PR #10714, opened 2026-08-19
feat(dev): invalidate query-suffixed modules when their file changes

h-a-n-a:
This resolves a behavior mismatch issue in Rolldown that query variants are not invalidated when a query variant module whose file changes is not changed.

For example, 

```js
import './index.html?html-proxy&index=0'
import './index.html?html-proxy&index=1'
```

Both modules above should be invalidated when `index.html` changes, whereas only `index.html` is invalidated now.

Details: https://github.com/vitejs/vite/pull/23194#discussion_r3802163794


h-a-n-a:
* **#10714** <a href="https://app.graphite.com/github/pr/rolldown/rolldown/10714?utm_source=stack-comment-icon" target="_blank">Graphite</a> 👈 <a href="https://app.graphite.com/github/pr/rolldown/rolldown/10714?utm_source=stack-comment-view-in-graphite" target="_blank">(View in Graphite)</a>
* `main`
<hr />

You must have a Graphite account in order to use the merge queue. Sign up using [this link](https://app.graphite.com/invite/github/rolldown?ref=merge-queue-instructions-in-stack-comment&prId=10714).

<h2></h2>
<sub>

</sub>

<sub>

</sub>

<h2></h2>

crates/rolldown/src/hmr/hmr_stage.rs
```diff
@@ -140,6 +141,20 @@ impl<'a, Fs: FileSystem + Clone + 'static> HmrStage<'a, Fs> {
...
       affected_modules.extend(transform_dep_modules);
+      // Modules addressed as `<changed file>?query` (an html proxy module, a
+      // `foo.vue?vue&type=...` sub-module) read their content from the changed file, so
+      // they are re-fetched with it; the exact-id lookup above cannot see them and would
+      // keep serving their cached copies.
+      if let Some(variant_idxs) = self.cache.module_idxs_by_clean_path.get(&changed_file_path) {
+        let mut query_variant_modules = variant_idxs
+          .iter()
+          .copied()
+          .filter(|module_idx| self.module_table().modules[*module_idx].as_normal().is_some())
```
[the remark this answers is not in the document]
h-a-n-a: Fixed

crates/rolldown/src/types/scan_stage_cache.rs
```diff
@@ -37,6 +39,9 @@ pub struct ScanStageCache {
   pub user_defined_entry: FxHashSet<ModuleId>,
   // Usage: Map file path emitted by watcher to corresponding module index
   pub module_idx_by_abs_path: FxHashMap<ArcStr, ModuleIdx>,
+  /// Clean path (module id with `?query`/`#fragment` stripped) -> modules addressed as
+  /// `<clean path>?query`.
+  pub module_idxs_by_clean_path: FxHashMap<ArcStr, FxIndexSet<ModuleIdx>>,
```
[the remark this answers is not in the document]
h-a-n-a: Fixed

hyfdev (approved):

packages/test-dev-server/tests/playground/hmr-query-variant/dev.config.mjs
```diff
@@ -0,0 +1,46 @@
...
+        return `${cleanPath}?upper`;
+      }
+      return null;
+    },
+    load(id) {
+      if (!id.endsWith('?upper')) {
+        return null;
+      }
+      const cleanPath = id.slice(0, -'?upper'.length);
+      const code = nodeFs.readFileSync(cleanPath, 'utf-8');
```
sapphi-red, line 26: Since this module depends on `cleanPath`, shouldn't this plugin call `this.addWatchFile`? In that case, wouldn't Rolldown work fine?

h-a-n-a: I assume this is a builtin behavior that the bundler would auto-listen to the file path without the query the way Vite html plugin and Vite vue plugin do. It might never occur to them that a module with `foo.vue?vue&type=script` has to listen `foo.vue` again.

sapphi-red: `this.addWatchFile` wasn't needed in unbundled-dev because unbundled-dev doesn't cache the module transforms. The equivalent would be to disable the cache completely, but I don't think we should do that.
The middle-ground would be to auto-watch these files like this PR. But that will cause problems like https://github.com/rollup/rollup/issues/5013 (for example, even if a plugin reads `/home/project/a/foo/bar` for id `/foo?bar`, `/foo` will be watched incorrectly, and there's no way to avoid that from the plugin). Even if we introduce this behavior, I think it should be implemented to build watch mode as well for consistency.
The plugins need to update the code, but I think it's needed. The plugins that didn't call `this.addWatchFile` was broken in build watch mode so it had to fix anyways.

h-a-n-a: That's interesting. Putting the watch behavior aside, a change to the file whose filename is also linked to a module whose module id is combining which with a query or a fragment should be invalidated. This is how it is handled in Vite today ([ref](https://github.com/vitejs/vite/blob/de1111ab0be00879b404e7ed3b2a80e264edddc1/packages/vite/src/node/server/moduleGraph.ts#L343-L389)), which just looks like how auto-watch handles these files (even though it's not auto-watch in practice. It's just invalidating the affiliated modules altogether when that file changes). 

> But that will cause problems like https://github.com/rollup/rollup/issues/5013 (for example, even if a plugin reads /home/project/a/foo/bar for id /foo?bar, /foo will be watched incorrectly, and there's no way to avoid that from the plugin).

This might not be a big issue I presume. Since in the [source code](https://github.com/vitejs/vite/blob/de1111ab0be00879b404e7ed3b2a80e264edddc1/packages/vite/src/node/server/moduleGraph.ts#L368), only `filename` is expected in the `resolvedId`, which in this example, it's `/foo` and it will end up in `fileToModulesMap` as a key even though it's useless because there won't be function call with `/foo` in the changed set. In additional to that, bundled-dev Rolldown only watches files that come from disk read (without taking other manual way into account) and unbundled-dev Vite only watches project root recursively by default, making `/foo` a dead key in the map that will not be watched. It might not add `/foo` to the watch list in the first place (?, I presume).

sapphi-red: Hmm, but I think the plugin would still need to call `this.addWatchFile` if the file is a virtual module.

For example, assume a virtual module with id=`/foo/my-virtual.vue`, which uses code from `/foo/bar.vue` and `/foo/baz.vue`. Module with id=`/foo/my-virtual.vue?vue&script` is the script tag part of `/foo/my-virtual.vue`. In this case, this PR will add filepath=`/foo/my-virtual.vue` as the dependency of `/foo/my-virtual.vue?vue&script`. But the dependency needed here is `/foo/bar.vue` and `/foo/baz.vue`, which is the dependency of module id=`/foo/my-virtual.vue`. So the plugin would still need to call `this.addWatchFile`.

I think what is expected here is to register the dependencies of the module without the query as the dependency, or to have a concept of dependency between modules (if we want to register the relationships automatically). That said, these behaviors are different from unbundled dev... We can implement this behavior in unbundled dev though.

Having `.file` on the module graph node always felt something wrong as it's not always true that there's one-to-one mapping of module -> file.

h-a-n-a: > In this case, this PR will add filepath=/foo/my-virtual.vue as the dependency of /foo/my-virtual.vue?vue&script. But the dependency needed here is /foo/bar.vue and /foo/baz.vue, which is the dependency of module id=/foo/my-virtual.vue. So the plugin would still need to call this.addWatchFile.

I agree with you. In this virtual module case, it definitely requires the plugin to call `this.addWatchFile`. However, for non-virtual module cases, should we make the implicit contract that this PR supports or do you prefer letting plugins write their own watching logic? AFAIK, If the answer is the latter one, plugin hooks for sub-module cases like `foo.vue?vue&type=script` would need to call `addWatchFile` to `foo.vue` explicitly.

sapphi-red: Hmm, let's add this feature in both bundle-dev & build with a opt-in flag (`legacy.autoDependencyRegistrationForModulesWithQuery`) and enable that in Vite by default. Later on, we can start emitting warnings for it and remove it.

I guess we eventually should add `this.load()` with an option that registers the relationship between modules. IIRC `this.load` will not set up that relationship now, right?

h-a-n-a: _(The following content is written with AI help for structure and wording and the thoughts are mine)_

To summarize the discussion so far, there are two separate problems, and they exist in unbundled-dev, bundled-dev, and build watch alike:

**Problem 1 — deriving a file path from the module id (`cleanPath`) is unsound.**

The clean path is only *accidentally* correct: it works when the id's path part really is the source file (`foo.vue?vue&type=script` → `foo.vue`), and it is wrong when the base is a virtual id (`/my-virtual.vue?vue&type=script` → a path that exists nowhere). The engine cannot tell the two apart from the id alone.

**Problem 2 — a module→*file* dependency is the wrong shape for the virtual case.**

- Non-virtual base: linking the sub-module to the base *file* happens to be correct. This (combined with problem 1) is exactly what unbundled-dev does today.
- Virtual base: `/my-virtual.vue` is assembled from `bar.vue` and `baz.vue`. Its sub-module `/my-virtual.vue?vue&type=script` needs to follow **the base module's file dependencies plus its own** — a single file link to the (nonexistent) base path cannot express that. What the sub-module really depends on is the base *module*, not any file.

**Consequence of 1 + 2:** watching a nonexistent path is harmless but useless, and invalidation keyed on it never fires — the failure is silent. So the fix should not be a better file-path guess. It should change *what* the derived dependency points at.

## Proposal: module-first auto dependency, with a file fallback

I like the direction of your suggestion a lot. The proposal below is really just that insight taken one step further: if the module relationship is the right primitive, the engine can derive it automatically for the query convention, and then the flag has nothing left to deprecate.

So, instead of the `legacy.` flag plus a later `this.load` dependency API, I think we can make the derivation itself sound. For a query module `X?q` with `cleanPath = X`:

1. **If `X` is a module in the graph** — add an invalidation edge `X?q → module X`. The sub-module then follows whatever the base module depends on (its file, plus everything the base registered via `addWatchFile`). This is the "register the dependencies of the module without the query" behavior you described, derived automatically.
2. **Otherwise, if `X` exists on the filesystem** — add a plain file dependency `X?q → file X`. This covers ids like `foo.svg?url` where the base is never a module of its own.
3. **Otherwise** — add nothing. The plugin must register its dependencies explicitly. No dead edge is created, and nothing pretends the module is covered.

The prerequisite: a virtual module id should never point to a path that exists on the filesystem. `\0`- and `virtual:`-prefixed ids satisfy this by construction. The rule only leans on the convention for path-shaped virtual ids, and the module check runs first, so a virtual base module always shadows a same-named file.

```mermaid
flowchart TD
    A["query module X?q<br/>cleanPath = X"] --> B{"X is a module<br/>in the graph?"}
    B -->|yes| C["invalidation edge<br/>X?q depends on module X"]
    B -->|no| D{"X exists<br/>on disk?"}
    D -->|yes| E["file dependency<br/>X?q depends on file X"]
    D -->|no| F["no edge<br/>plugin registers explicitly"]
    C --> G["a change to any file dep of module X<br/>invalidates X and then X?q transitively"]
```

### The cases

| case | example | `X` is a module | `X` on disk | derived dependency | result |
| --- | --- | --- | --- | --- | --- |
| A | `foo.vue?vue&type=script` | yes | yes | edge to module `foo.vue` | works, same as today's unbundled-dev |
| B | `/my-virtual.vue?vue&type=script` | yes (virtual) | no | edge to the virtual base module | works once the base registers `bar.vue` / `baz.vue` — better than unbundled-dev today, and the plugin registers them once on the base, not per sub-module |
| C | `foo.svg?url` | no | yes | file dependency on `foo.svg` | works, same as this PR today |
| D | `/foo?bar` reading `/home/project/a/foo/bar` | no | no | nothing | honest failure — explicit registration needed, and no wrong path is ever watched (the rollup/rollup#5013 case) |

sapphi-red: > 1. **If `X` is a module in the graph** — add an invalidation edge `X?q → module X`. The sub-module then follows whatever the base module depends on (its file, plus everything the base registered via `addWatchFile`). This is the "register the dependencies of the module without the query" behavior you described, derived automatically.
> 2. **Otherwise, if `X` exists on the filesystem** — add a plain file dependency `X?q → file X`. This covers ids like `foo.svg?url` where the base is never a module of its own.

The problem with these are that there's no way to remove these relationships. For example, even if the plugin knows that`/my-virtual.vue?vue&type=script` only depends on `bar.vue` part, the change in `baz.vue` will trigger update for `/my-virtual.vue?vue&type=script`.

h-a-n-a: AFAIK, removing the relationship is an optimization technique. Bundler should work even if this optimization is not available. In Vite today, editing `foo.vue` where only the script changed still invalidates `foo.vue`, `foo.vue?vue&type=script` and other sub-modules in that Vue component (by calling `getModulesByFile` and invalidates the whole `fileToModulesMap` set) and plugin-vue uses `hotUpdate` hook to pinpoint the fine-grained update to each module.

> even if the plugin knows that/my-virtual.vue?vue&type=script only depends on bar.vue part, the change in baz.vue will trigger update for /my-virtual.vue?vue&type=script.

This makes me think how Vue plugin knows that a module is depending only on one of the dependencies of its main module, which is the `my-virtual.vue`. 

I feel like it's something related to how the current Vue module diffs are handled, which is by diffing the descriptor between the prev build and the current one. This should be the same in this scenario where the change to `baz.vue` should be filtered with the `hotUpdate` hook so it will not rerun the sub-module? Otherwise, it will hurt the performance a little bit.

Out of the box, I think we should be as compatible as possible by default?

sapphi-red: > > even if the plugin knows that/my-virtual.vue?vue&type=script only depends on bar.vue part, the change in baz.vue will trigger update for /my-virtual.vue?vue&type=script.
> 
> This makes me think how Vue plugin knows that a module is depending only on one of the dependencies of its main module, which is the `my-virtual.vue`.

Ah, I think this example wasn't a good one. I think a better example would be `Foo.vue` & `Foo.vue?raw` and when `Foo.vue` has a `<script setup src="./foo.js">`. In this case, `Foo.vue` should rebuild for the change in `Foo.vue` and `foo.js`, while `Foo.vue?raw` should only rebuild for the change in `Foo.vue`.

> Out of the box, I think we should be as compatible as possible by default?

That's the purpose of `legacy.` flag. While I think it's ok to keep the `1. If X is a module in the graph` behavior (as long as it's documented), I think the behavior of `2.if X exists on the filesystem` should be removed. The plugin would still need to watch `X` or the `X` needs to be part of the module graph, as only the relationship is setup.

h-a-n-a: > In this case, Foo.vue should rebuild for the change in Foo.vue and foo.js, while Foo.vue?raw should only rebuild for the change in Foo.vue.

That makes sense. By default, changes to file `foo.js` would affect both `Foo.vue` module and `Foo.vue?raw` module (transitively dependent, as `X` is a module in the graph too), causing `Foo.vue?raw` to rebuild when it's not necessary. To make the update precise, we need to ignore `Foo.vue?raw` in `hotUpdate` hook if `ctx.file` is `foo.js`.

> I think the behavior of 2.if X exists on the filesystem should be removed. The plugin would still need to watch X or the X needs to be part of the module graph, as only the relationship is setup.

I was thinking about adding the `X` to the watch list (`transform_dependencies`) in this case so that the users does not need to setup the relationship again. Are you saying that this behavior should only be effective with the `legacy` flag?

h-a-n-a: _(The following content is written with AI help for structure and wording and the thoughts are mine)_

For context, `this.addWatchFile` in today's unbundled-dev Vite does much less than one would expect. It affects only a very small scope:

1. **It adds the file to chokidar** ([`pluginContainer.ts#L867-L873`](https://github.com/vitejs/vite/blob/main/packages/vite/src/node/server/pluginContainer.ts#L867-L873)). Inside the project root this is a no-op, because the root is already watched recursively. It only matters for files outside the root.
2. **It records the file in a per-module set** (`ctx._addedImports`, stored in a private WeakMap, [`pluginContainer.ts#L182`](https://github.com/vitejs/vite/blob/main/packages/vite/src/node/server/pluginContainer.ts#L182)). But nothing in the HMR pipeline reads this set. It creates no invalidation link.

So in unbundled dev, calling `this.addWatchFile(file)` alone does **not** invalidate the calling module when `file` changes. Invalidation comes from exactly one index: `fileToModulesMap`, keyed by `cleanUrl(id)` at insert time ([`moduleGraph.ts#L368`](https://github.com/vitejs/vite/blob/main/packages/vite/src/node/server/moduleGraph.ts#L368)). A plugin that wants "this file feeds my module" has to wire it manually. The only plugin in Vite core that does this is the CSS plugin: it reads its own `_addedImports` and plants `createFileOnlyEntry(file)` nodes into `fileToModulesMap`, then registers them as imports ([`css.ts#L1275-L1294`](https://github.com/vitejs/vite/blob/main/packages/vite/src/node/plugins/css.ts#L1275-L1294)). Every other plugin's `addWatchFile` call is effectively "make sure an event fires", nothing more.

This is why "the plugin should just call `this.addWatchFile`" was never the working contract in dev: in unbundled dev the call does almost nothing, so plugins had no reason to rely on it there — it only carried weight in build watch mode. Rolldown's `addWatchFile` is actually the stronger one: it registers a per-module `transform_dependencies` entry that the HMR stage consumes directly to expand the affected set, so the file→module half of the chain already works in Rolldown today. The missing half is only module→sub-module — which is what the derived edge adds.

### Comparison with my proposal

Splitting invalidation into its two halves — file→module ("which module does a changed file feed") and module→sub-module ("which query variants follow that module") — the three worlds look like this:

|  | unbundled-dev Vite | Rolldown today | Rolldown + proposal |
| --- | --- | --- | --- |
| file→module (`addWatchFile`) | inert — no invalidation link, CSS plugin hand-wires its own | works — per-module `transform_dependencies`, consumed by the HMR stage | same as today (unchanged) |
| module→sub-module (query variants) | works by accident — `cleanUrl(id)` keys all variants under one file | missing — exact-id match only, variants stay stale | works — derived edge `X?q → module X` (rule 1) |
| virtual base (`/my-virtual.vue` from `bar.vue`/`baz.vue`) | broken — `addWatchFile` links nothing, plugin must hand-write a `hotUpdate` hook or the sub-modules stay stale | half-works — base is invalidated via `transform_dependencies`, but its output is unchanged so the update collapses to no-op and the edit is lost | works — `bar.vue` → base (via `transform_dependencies`) → sub-modules (via the edge), with `addWatchFile` called once on the base |

sapphi-red: > To make the update precise, we need to ignore `Foo.vue?raw` in `hotUpdate` hook if `ctx.file` is `foo.js`.

For this the plugin that handles `?raw` would need to filter out the deps that was added for the plugin that handles `.vue`. That feels tricky to do, as the plugin would need to add `hotUpdate` (and `shouldTransformCachedModule` for watch mode?) for ideal behavior.

> I was thinking about adding the `X` to the watch list (`transform_dependencies`) in this case so that the users does not need to setup the relationship again. Are you saying that this behavior should only be effective with the `legacy` flag?

Even if it's in the watch list, the plugin would need to call `this.addWatchFile` so that the watcher watches that file. So I think that behavior alone won't help.

> 2\. **It records the file in a per-module set** (`ctx._addedImports`, stored in a private WeakMap, [`pluginContainer.ts#L182`](https://github.com/vitejs/vite/blob/main/packages/vite/src/node/server/pluginContainer.ts#L182)). But nothing in the HMR pipeline reads this set. It creates no invalidation link.

IIRC this part creates the relationship in the module graph.
https://github.com/vitejs/vite/blob/7bdad37a4a772936d24e0116ac32a1f09fd8a055/packages/vite/src/node/plugins/importAnalysis.ts#L840-L874

h-a-n-a: > For this the plugin that handles ?raw would need to filter out the deps that was added for the plugin that handles .vue. That feels tricky to do, as the plugin would need to add hotUpdate (and shouldTransformCachedModule for watch mode?) for ideal behavior.

This does feel tricky to support. The possible way to do it seems to be for each plugin to return a map of dependencies, for example:

```js
transform_dependencies: { "self": ["Foo.vue"], "transitive": ["Foo.vue", "foo.js"] } // in Foo.vue metadata
``` 

But this makes a lot harder for plugin authors to maintain and it's not backward compatible. Or we can by default split the `self` and `transitive`, using the file to the module as `self` and anything else as `transitive`. so that the `?raw` plugin can leverage `self` for `this.addWatchFile` automatically.

sapphi-red: If we don't have this automatic relationship, it would be much simpler. The `?raw` plugin will not call anything and the `.vue` plugin will call the dependencies with `this.addWatchFile` and the virtual module plugin will call `this.addWatchFile` in the load hook. The `.vue?vue&type=script` can call `this.addWatchFile` by checking the values `.vue` plugin handled (it is because both of these are handled by the same plugin), or it can use `this.load` if we add the feature I suggested in https://github.com/rolldown/rolldown/pull/10714#discussion_r3820769224.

- About this exercise -
Report every line of the data in which "upper" appears.

- Exercise response -
+        return `${cleanPath}?upper`;
+      if (!id.endsWith('?upper')) {
+      const cleanPath = id.slice(0, -'?upper'.length);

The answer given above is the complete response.